=== Section Start ===

Issue #45, opened 2026-04-15
`MutableMorph` should be reworked and use composition


cattabiani:
`MutableMorph` has several design issues:

1. **Blind attribute copying.** The constructor iterates over `dir(morphioMorph)` and copies every attribute via `setattr`. This is fragile — it silently picks up internal/private attributes, and there's no way to know at a glance what the object's interface actually is. If MorphIO adds or renames an attribute, the behavior changes without any explicit code change on our side.

2. **Unnecessary mutability.** The class exists to make the morphio object "mutable", but the only mutation that ever happens is a single `m.points = cell.local_to_global_coord_mapping(m.points)` call in `get_morphology`. After that, the object is never mutated again. The entire class is built around enabling one assignment.

3. **Repeated low-level indexing.** Accessing section points requires `m.points[m.indices[sec.id]]` — a pattern that appears ~10 times across `get_axon_points` and `get_cell_positions`. This is noisy, error-prone, and obscures the intent.

PR #46, opened 2026-04-15
update `positions.py`

cattabiani:
## Context

Fix: #21 #45 #52

## Scope

This is the ff merge of 2 previously distinct prs. Let me know if this size it too big. Since they both insisted on the same file, I thought it was ok to merge them

### MutableMorph

Replaces the `MutableMorph` class (which copied all attributes from an immutable MorphIO object via `setattr` loop) with `PositionedMorphology`, a composition-based wrapper.

- `PositionedMorphology` holds the immutable morphio object internally and delegates `.sections` to it
- Coordinate transform (rotation + translation) is applied once at construction time via an optional `transform` callable, removing the need for post-construction mutation
- `indices` is lazily computed on first access
- New `section_points(sec_id)` method replaces the repeated `m.points[m.indices[sec.id]]` pattern
- Updated `get_morphology`, `get_axon_points`, `get_cell_positions` and all tests

### Update Positions

- Removed `remove_variables`, `tryFileNames`, `get_morph_path`, and `get_morphology`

=== Section End ===

REQUIREMENT = Transcribe exactly, and only, the lines from the opening line of the records through the line containing "has several design".

EXERCISE RESULT =
Issue #45, opened 2026-04-15
`MutableMorph` should be reworked and use composition


cattabiani:
`MutableMorph` has several design issues:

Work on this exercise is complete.